Your own branch? Do whatever you want, will get squashed anyway in the pull request.
So this bit confuses me. The article says in the intent and scope section that the entire process of bug fixing, in the included example, is literal bug fixing, clean up toggle, correct lints, correct duplication. That point to linting issues.
The earlier section says that a commit should be ‘buildable’ and ‘testable’. So if there are linting issues, the commit won’t satisfy this criteria right?
What am I missing here?
In the example I provide the project that the PR was made for doesn’t have the linting passing as a build requirement. But that is irrelevant to the point I am trying to make which is to split things out base on those singular intents. Do you think that point was clear?
Maybe I should change the example so that it isn’t based on linting which can be part of the build requirements but doesn’t have to be.
Aah. I assumed linting was part of the build also. My bad. I did understand the idea you were mentioning. Just that assumptions kind of threw me off.
I wanted to ask something related to that. As you mentioned, git takes a snapshot of the repo on every commit. So splitting up the bug fix and other activities means you have 3 or 4 commits instead of one. Let us say we are dealing with a very large repo. This does not look ideal in that context right? So do you think the way you proposed is only suitable for smaller repos?
Actually, having more commits is negligible because of the way that Git stores the snapshots behind the scenes. Specifically, it uses a content addressable key value store. So the storage is bound to the file changes irrespective of the commits.
The commits simply hold the sha of each of the files. Technically, it is a bit more complicated than that. But from an understanding of size implications and what it is bound to that mental model should get you there. It also does additional smart things in packing this key value store to store things more efficiently that also help.

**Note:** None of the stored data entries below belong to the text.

PR #1773, opened 2025-03-14
Adding hipblaslt streamk testing

mahmoodw:
- This change enables streamk within the hipblaslt test framework by adding argument parameter solution_selection. This enables the associated env variable to enable streamk kernel inclusion, while overriding and restoring existing values over the lifespan of the client handle. 
- Kernels configs added to support activation functions 
- Streamk tests with and without activation function use are added

Motivation for change is to ensure testing of Aux buffer for streamk workloads


clients/common/utility.cpp
```diff
@@ -233,13 +233,25 @@ hipblaslt_local_handle::hipblaslt_local_handle()
 hipblaslt_local_handle::hipblaslt_local_handle(const Arguments& arg)
     : hipblaslt_local_handle()
 {
-
+    if(arg.solution_selection >= 0)
+    {
+        hipblaslt_cout<<"arg.solution_selection "<<arg.solution_selection<<std::endl;
```
daineAMD: Can this be moved to the hipblaslt-bench output, and be removed from hipblaslt-test output?

daineAMD (commented):
One comment but looks good to me otherwise.

clients/common/utility.cpp
mahmoodw: oops I think it was some personal debug comments that slipped

jichangjichang:
> * This change enables streamk within the hipblaslt test framework by adding argument parameter solution_selection. This enables the associated env variable to enable streamk kernel inclusion, while overriding and restoring existing values over the lifespan of the client handle.
> * Kernels configs added to support activation functions
> * Streamk tests with and without activation function use are added
> 
> Motivation for change is to ensure testing of Aux buffer for streamk workloads

Could you change the naming of new parameter as tensile_solution_selection_method, which can directly map to naming of its env?

KKyang (approved):

AlexBrownAMD (approved):

PR #123, opened 2016-10-21
[#2133] [WebUI] Modify UI to display single incoming port

cas--:
Convert to a single port in WebUI preferences.

Issues:
- [x] The option manager gets and sets the value from core so needs translating from an int to a list of identical ints for `listen_ports`.


sjnewbury:
Why was this change made?  Is it no longer possible to supply a list of ports?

If you want to start understanding more about the internals of kid and how it actually stores stuff. The Pro Git book has a Git Internals section, https://git-scm.com/book/en/v2/Git-Internals-Plumbing-and-Porcelain which is a great place to start.
I think I got the idea. So essentially a new copy of the file is created and stored only if there is a change, else it just refer to the older SHA. Am I right? Now I understand why LFS was needed for binaries, else it createds a lot of storage problems, but not the huge monorepos.
I’m not a developer, but a design person who covers much more including architecture. But in my org I happen to teach developers how to use Git. Strange, I know. But that is the case. It gave me a good opportunity to learn Git in depth.
I went through your blogs and patch stack workflow. I have to say that I have not been happy with the branching workflow and I always felt that is not the best (I agree to the point about “unjust popularity”). The patch stack workflow makes more sense to me. Unfortunately we won’t be able to adopt, since getting everyone to Git itself was a huge effort. Also developers are not that keen into creating good code, but just working working code. I’m extremely frustrated with that.
Also your blog design is really good. I love it. I always wanted to create something like that. But never managed to sit down and do it. Can you give me a brief about the tech stack used for the blog?
Do you use RNote for diagrams? The style looks familiar. Or is it something else?
Yep. It just points to the old sha if it hasn’t changed that file.
In terms of blog stack. It is very simple. It is a static site generated with a Rust static site generator, Zola.
The styles are just hand rolled SCSS that I have whipped up and tweaked over the years. Every so often I feel it needs a refresh and rework the styling. Recently I pulled in some stuff to make it feel more terminal like.
In terms of the diagrams I created them with Excalidraw. It is a go to of mine for diagraming.
What am I missing here?
That shoddy code rots when you update the compiler. (And occasionally good code, depending on what rules the compiler wants to start enforcing)
These types of changes are inevitable.